Flaying the ‘cold approach’ of the Forest department in addressing the wild animal menace and the delay in processing compensation, farmers from five upland villages will take out a march to the Divisional Forest Office in Kozhikode on Monday.
Activists of Kerala Karshaka Sanghom will lead the march.
Karshaka Sanghom leaders say protest marches will be organised in all districts. They point out that the measures claimed to be adopted by the Forest department to tackle wild animal encroachments failed to address farmers’ concerns.
According to Karshaka Sanghom leaders V. Viswan and Babu Parassery, farmers are in a situation to leave their land or keep it uncultivated because of the increasing wild animal attacks. In Kozhikode district, Chakkittappara is the worst-hit village, they add.
Farmers who have expressed solidarity with the protest say the right to assess the loss in cases of wild animal encroachments should be handed over to a separate committee led by Revenue and Agriculture department officials. The practice of assessing the loss by Forest department officers themselves should be ended to protect farmers’ interests, they demand.

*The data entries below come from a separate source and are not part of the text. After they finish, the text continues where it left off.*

PR #666, opened 2018-03-14
Update pi_monte_carlo.dart

anders-sandholm:
Removing two occurrences of "new" because those are optional in Dart 2. 
The one "const" occurrence needs to stay.

Not sure if this will break any tests that we're running. I guess it depends on whether we're running the tests with a 2.0.0-dev* version or latest stable.

### DIFF
--- a/examples/misc/lib/pi_monte_carlo.dart
+++ b/examples/misc/lib/pi_monte_carlo.dart
@@ -40,9 +40,9 @@ Stream<double> computePi({int batch: 100000}) async* { //!tip("async*") //!tip("
 }
 
 Iterable<Point> generateRandom([int seed]) sync* { //!tip("sync*") //!tip("[int seed]") //!tip("Iterable")
-  final random = new Random(seed); //!tip("final")
+  final random = Random(seed); //!tip("final")
   while (true) {
-    yield new Point(random.nextDouble(), random.nextDouble()); //!tip("yield")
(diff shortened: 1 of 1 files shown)


chalin:
As can be seen from [this Travis log](https://travis-ci.org/dart-lang/site-www/jobs/353295863), we're using the latest dev release of Dart:

```nocode
$ dart --version
Dart VM version: 2.0.0-dev.36.0 (Tue Mar 13 11:04:03 2018 +0100) on "linux_x64"
```

But it would seem that new/const is still required by Dart VM?

```nocode
Analyzing lib, test...
  error • The function 'Random' isn't defined at lib/pi_monte_carlo.dart:43:18 • undefined_function
  error • The function 'Point' isn't defined at lib/pi_monte_carlo.dart:45:11 • undefined_function
  error • The type 'Iterable' implied by the 'yield' expression must be assignable to 'Iterable<Point>' at lib/pi_monte_carlo.dart:45:11 • yield_of_invalid_type
3 errors found.
```

We can either disable tests for this file (not my preferred solution), or wait until the Dart VM has support for optional new/const. WDYT?

cc @munificent

chalin:
I suppose that another alternative would be to try to run tests over the Flutter VM.

chalin:
FYI, I'm making progress on this (getting analysis and tests to pass over this modified example code). I'll post an update soon.

chalin:
Please see #669

kwalrath:
I'm going to close this in favor of #669.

The partly completed electric fencing works and filled trenches along the forest borders add to farmers’ woes. Many proposals earlier approved by the Forest department to prevent wild animal encroachment are remaining unimplemented.
Farmers’ organisations like We Farm and Kisan Janata point out that the proposals to use dismantled railway tracks for fencing works and the planting of thorny palms along vulnerable areas are remaining non-starters because of the apathy of Forest officers. The only relief is the permission recently granted by the court to some of the farmers to gun down wild boars that enter cultivated areas, they add.